Single by Annalisa featuring Marco Mengoni

from the album Ma io sono fuoco
- Released: 5 September 2025
- Genre: Power ballad
- Length: 3:38
- Label: Warner Music Italy
- Songwriters: Annalisa Scarrone; Marco Mengoni; Alessandro Raina; Davide Simonetta;
- Producer: Davide Simonetta

Annalisa singles chronology
| "Maschio" (2025) | "Piazza San Marco" (2025) | "Esibizionista" (2025) |

Marco Mengoni singles chronology
| "Sto bene al mare" (2025) | "Piazza San Marco" (2025) |  |

Music video
- "Piazza San Marco" on YouTube

= Piazza San Marco (song) =

"Piazza San Marco" is a song co-written and recorded by Italian singer-songwriter Annalisa featuring guest vocals by Italian singer Marco Mengoni, released on 5 September 2025 as the second single from Annalisa's ninth studio album, Ma io sono fuoco.

It was written by the two artists with co-writing contribution by Alessandro Raina and Davide Simonetta, and produced by the latter.
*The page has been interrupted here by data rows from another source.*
PR #3833, opened 2015-10-22
Fix 1.2.2 Model#id regression

### LINKED ISSUE #3778: Potential regression when setting `id` directly from 1.2.1 to 1.2.2
As part of upgrading from 1.2.1 to 1.2.2, we noticed an issue in our app where we were directly setting `id` on a model. I don't think this is the best way to set the id, but it is what it is.

```js
model.id = SOME_ID
```

After setting additional properties via `set` later in our code, `model.id` started to return `undefined`.

Below is a minimal example. The expected behavior is that both `console.log`'s will output "123". In 1.2.2 calling `set` is wiping out `model.id` (appears to be from this commit: https://github.com/jashkenas/backbone/commit/be7fc959641a3ccaa362110023ea7d697bc3f93b)

You can run these fiddles and see the output in the console.

1.2.1: https://jsfiddle.net/jktms1xx/2/
```sh
> 123
> 123
```

1.2.2: https://jsfiddle.net/g1am1otw/1/
```sh
> 123
> undefined
```

---

We've resolved this issue by changing our code to call `model.set('id', SOME_ID)` - but we were wondering if setting `model.id` directly should continue to work. Thanks!

cc @jbrad

jridgewell:
Fixes #3778.

### DIFF
--- a/backbone.js
+++ b/backbone.js
@@ -506,7 +506,7 @@
       }
 
       // Update the `id`.
-      this.id = this.get(this.idAttribute);
+      if (this.idAttribute in attrs) this.id = this.get(this.idAttribute);
 
       // Trigger all relevant attribute changes.
       if (!silent) {


braddunbar:
:+1:

akre54:
Can we get a test case for this?

PR #3834, opened 2015-10-22
Fix _onModelEvent regression

### LINKED ISSUE #3662: .trigger('change')

### LINKED ISSUE #3717: Manually triggering event on model that is part of collection causes error
Hello -- we were upgrading backbone in our app and ran into an unexpected error.  Here is the simplest repro for it:
```
var c = new Backbone.Collection();
var m = new Backbone.Model();

c.add(m);
m.trigger('change');  //  error thrown
```
Was there an intentional change in how events are handled?

Thanks!

jridgewell:
Fixes #3662. Fixes #3717

### DIFF
--- a/backbone.js
+++ b/backbone.js
@@ -1148,14 +1148,16 @@
     // events simply proxy through. "add" and "remove" events that originate
     // in other collections are ignored.
     _onModelEvent: function(event, model, collection, options) {
-      if ((event === 'add' || event === 'remove') && collection !== this) return;
-      if (event === 'destroy') this.remove(model, options);
-      if (event === 'change') {
-        var prevId = this.modelId(model.previousAttributes());
-        var id = this.modelId(model.attributes);
-        if (prevId !== id) {
-          if (prevId != null) delete this._byId[prevId];
-          if (id != null) this._byId[id] = model;
+      if (model) {
+        if ((event === 'add' || event === 'remove') && collection !== this) return;
+        if (event === 'destroy') this.remove(model, options);
+        if (event === 'change') {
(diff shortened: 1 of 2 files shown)


megawac:
Could you add a test

backbone.js
```diff
@@ -1148,14 +1148,16 @@
...
     _onModelEvent: function(event, model, collection, options) {
-      if ((event === 'add' || event === 'remove') && collection !== this) return;
-      if (event === 'destroy') this.remove(model, options);
-      if (event === 'change') {
-        var prevId = this.modelId(model.previousAttributes());
-        var id = this.modelId(model.attributes);
-        if (prevId !== id) {
-          if (prevId != null) delete this._byId[prevId];
-          if (id != null) this._byId[id] = model;
+      if (model) {
```
megawac: should we do `model instanceof Backbone.Model` instead?

jridgewell: I don't think it'll be necessary. The issue was people triggering `change` without the required parameters (just `trigger('change')`).

jridgewell:
Test added.

QuotableWater7:
thanks guys! :+1:

QuotableWater7:
I just looked at the code - does this change mean that triggering `change` manually would fail silently?

QuotableWater7:
ah my bad, the change makes sense to me now - thanks again.

PR #3837, opened 2015-10-26
Always return removed array from #_removeModels

### LINKED ISSUE #3835: Collection.remove() Requires Updated Documentation or Fix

It peaked at 10 on the Italian singles chart.

== Music video ==
A music video for "Piazza San Marco" was released on the same day via Annalisa's YouTube channel. It was directed by Nicolò Bassetto and shot in the actual Piazza San Marco in Venice.

== Charts ==

Weekly chart performance for "Piazza San Marco"
| Chart (2025) | Peak position |
|---|---|
| Italy (FIMI) | 10 |
| Italy Airplay (EarOne) | 1 |

== Certifications ==

Certifications for "Piazza San Marco"
| Region | Certification | Certified units/sales |
| Italy (FIMI) | Gold | 100,000^{‡} |
^{‡} Sales+streaming figures based on certification alone.